PR #1065, opened 2020-10-01
Add object representation of LifecycleConfiguration with API rename.

balamurugana:


sinhaashish:
@balamurugana  why are we renaming  `getBucketLifeCycle` ->`getBucketLifecycle`. This is  just a case change , but the users will have to update the code. I think this can be a part of any major version change.

balamurugana:
> @balamurugana why are we renaming `getBucketLifeCycle` ->`getBucketLifecycle`. This is just a case change , but the users will have to update the code. I think this can be a part of any major version change.

@sinhaashish
1. `lifecycle` is one word as per S3 specification, but dictionary says `life-cycle` is correct. I am changing the name according to the spec.
2. We have already bumped up major version in the master

api/src/main/java/io/minio/messages/LifecycleRule.java
```diff
@@ -0,0 +1,112 @@
...
+  private NoncurrentVersionTransition noncurrentVersionTransition;
+
+  @Element(name = "Status")
+  private Status status;
+
+  @Element(name = "Transition", required = false)
+  private Transition transition;
+
+  /** Constructs new server-side encryption configuration rule. */
+  public LifecycleRule(
```
anjalshireesh, line 53: Instead of a constructor like this, it might be better to introduce a builder-like mechanism to build the rule. e.g. instead of 

```
new LifecycleRule(
  Status.ENABLED,
  null,
  new Expiration((ZonedDateTime) null, 365, null),
  new RuleFilter("logs/"),
  "rule2",
  null,
  null,
  null));
```

Something like this:

```
LifecycleRule.builder().
  id("rule2").
  status(Status.ENABLED).
  ruleFilter("logs/").
  expiration(new Expiration((ZonedDateTime) null, 365, null)).
  build()
```

functional/FunctionalTest.java
```diff
@@ -2742,17 +2745,25 @@ public static void deleteBucketPolicy() throws Exception {
...
+            null,
+            new Expiration((ZonedDateTime) null, 365, null),
+            new RuleFilter("logs/"),
+            "rule2",
+            null,
+            null,
+            null));
+    LifecycleConfiguration config = new LifecycleConfiguration(rules);
+    client.setBucketLifecycle(
+        SetBucketLifecycleArgs.builder().bucket(bucketName).config(config).build());
```
anjalshireesh, line 2762: Maybe we should call `getBucketLifecycle` also and verify that what was set is same as config passed in `setBucketLifecycle`

balamurugana: I added into `getBucketLifecycle()` test

api/src/main/java/io/minio/messages/LifecycleRule.java
balamurugana: Builder is surely helpful for users. However this constructor still serves to prevent invalid values in XML response from server (We see many weirdly implemented S3 servers these days).

The builder is an improvement for many such messages. I think it can be added on user requests.

sinhaashish (approved):

functional/FunctionalTest.java
```diff
@@ -2846,9 +2846,43 @@ public static void getBucketLifecycle() throws Exception {
...
+          throw new Exception(
+              "rule.expiration().days(): expected: 365, got: " + rule.expiration().days());
+        }
+        if (rule.filter() == null) {
+          throw new Exception("rule.filter(): expected: <non-null>, got: <null>");
+        }
+        if (!"logs/".equals(rule.filter().prefix())) {
+          throw new Exception(
+              "rule.filter().prefix(): expected: logs/, got: " + rule.filter().prefix());
+        }
```
anjalshireesh, line 2882: It might be better to introduce an `equals` method on the `LifecycleConfiguration` class and use that to confirm that the config that is received on getting the lifecycle is equal to the config that was passed when setting it.

balamurugana: As we would need to make a next major release, we can add this in a separate PR after the release.

anjalshireesh (approved):
LGTM

PR #1076, opened 2020-10-17
Refactor iterator in removeObjects() API.

### LINKED ISSUE #1075: Issue of removeObjects API only delete maximum of 2000 objects
When applying batch delete by calling the `removeObjects` API, it only deletes 2000 objects per API call. It shouldn't work that way by design, since there is nothing mentioned in the official document about the limit of `removeObjects` API. 

Several versions (6.0.7, 7.0.0, 7.1.3) have been tested, and all have the same issue. Suspect it's caused by a bug in the iterable implementation of the API.

balamurugana:
Fixes #1075


sinhaashish (approved):

kannappanr (approved):
LGTM

PR #1088, opened 2020-10-28
Fix version info and UserAgent string

vinu:
- Take the os name from system property
- Try to find the correct MANIFEST and load the version info


balamurugana (changes requested):
send the PR to `master` branch

vinu:
> send the PR to `master` branch
Sure - my bad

◆ EXERCISE: Copy all lines of the records that have the string "equals" in them.

◆ EXPECTED OUTPUT:
+        if (!"logs/".equals(rule.filter().prefix())) {
anjalshireesh, line 2882: It might be better to introduce an `equals` method on the `LifecycleConfiguration` class and use that to confirm that the config that is received on getting the lifecycle is equal to the config that was passed when setting it.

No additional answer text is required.